_Brief_.
Copy the entries out again in full.

··········

PR #2492, opened 2024-01-30
Fix pathing issue for multi-cloud water

Sean-Holcomb:
## What does this PR change?
* 

This PR addresses a bug where the Cloud Cost container is unable to find the location of the multi-cloud config file, which causes it to not run on those configurations. This has manifested in the nightly environment. 

The bug appears to have been introduced by https://github.com/opencost/opencost/pull/2317 which relies on the env variable "KUBERNETES_PORT" being set automatically. This does not appear to always happen which leads me to believe that we should not rely on it. 

This PR is hopefully a compromise between the old way path was determined and the ability to configure it. It leaves in place a check for the "CLOUD_COST_CONFIG_PATH" env variable, which if not set defaults to the standard secret path.

* 

* Closes ...

## How was this PR tested?
* 

* 

*

### DIFF
--- a/pkg/cloud/config/watcher.go
+++ b/pkg/cloud/config/watcher.go
@@ -3,7 +3,6 @@ package config
 import (
 	"fmt"
 	"io/ioutil"
-	"path"
 
 	"github.com/opencost/opencost/pkg/cloud"
 	"github.com/opencost/opencost/pkg/cloud/alibaba"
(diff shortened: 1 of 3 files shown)


pkg/cloud/config/watcher.go
```diff
@@ -239,31 +237,17 @@ type MultiCloudWatcher struct {
...
-		multiConfigPath = path.Join("/var", cloudIntegrationSecretPath)
-		exists, err = fileutil.FileExists(multiConfigPath)
-		if err != nil {
-			log.Errorf("MultiCloudWatcher:  error checking file at '%s': %s", multiConfigPath, err.Error())
-		}
-
-		// If config does not exist implies that this configuration method was not used
-		if !exists {
-			return nil
-		}
```
Sean-Holcomb, line 266: This block of code will not be necessary with 2.0 and was never necessary for opencost users

Sean-Holcomb:
Diagnosis may have been inaccurate, will reopen if necessary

··········

_Response for this exercise_.
PR #2492, opened 2024-01-30
Fix pathing issue for multi-cloud water

Sean-Holcomb:
## What does this PR change?
* 

This PR addresses a bug where the Cloud Cost container is unable to find the location of the multi-cloud config file, which causes it to not run on those configurations. This has manifested in the nightly environment. 

The bug appears to have been introduced by https://github.com/opencost/opencost/pull/2317 which relies on the env variable "KUBERNETES_PORT" being set automatically. This does not appear to always happen which leads me to believe that we should not rely on it. 

This PR is hopefully a compromise between the old way path was determined and the ability to configure it. It leaves in place a check for the "CLOUD_COST_CONFIG_PATH" env variable, which if not set defaults to the standard secret path.

* 

* Closes ...

## How was this PR tested?
* 

* 

*

### DIFF
--- a/pkg/cloud/config/watcher.go
+++ b/pkg/cloud/config/watcher.go
@@ -3,7 +3,6 @@ package config
 import (
 	"fmt"
 	"io/ioutil"
-	"path"
 
 	"github.com/opencost/opencost/pkg/cloud"
 	"github.com/opencost/opencost/pkg/cloud/alibaba"
(diff shortened: 1 of 3 files shown)


pkg/cloud/config/watcher.go
```diff
@@ -239,31 +237,17 @@ type MultiCloudWatcher struct {
...
-		multiConfigPath = path.Join("/var", cloudIntegrationSecretPath)
-		exists, err = fileutil.FileExists(multiConfigPath)
-		if err != nil {
-			log.Errorf("MultiCloudWatcher:  error checking file at '%s': %s", multiConfigPath, err.Error())
-		}
-
-		// If config does not exist implies that this configuration method was not used
-		if !exists {
-			return nil
-		}
```
Sean-Holcomb, line 266: This block of code will not be necessary with 2.0 and was never necessary for opencost users

Sean-Holcomb:
Diagnosis may have been inaccurate, will reopen if necessary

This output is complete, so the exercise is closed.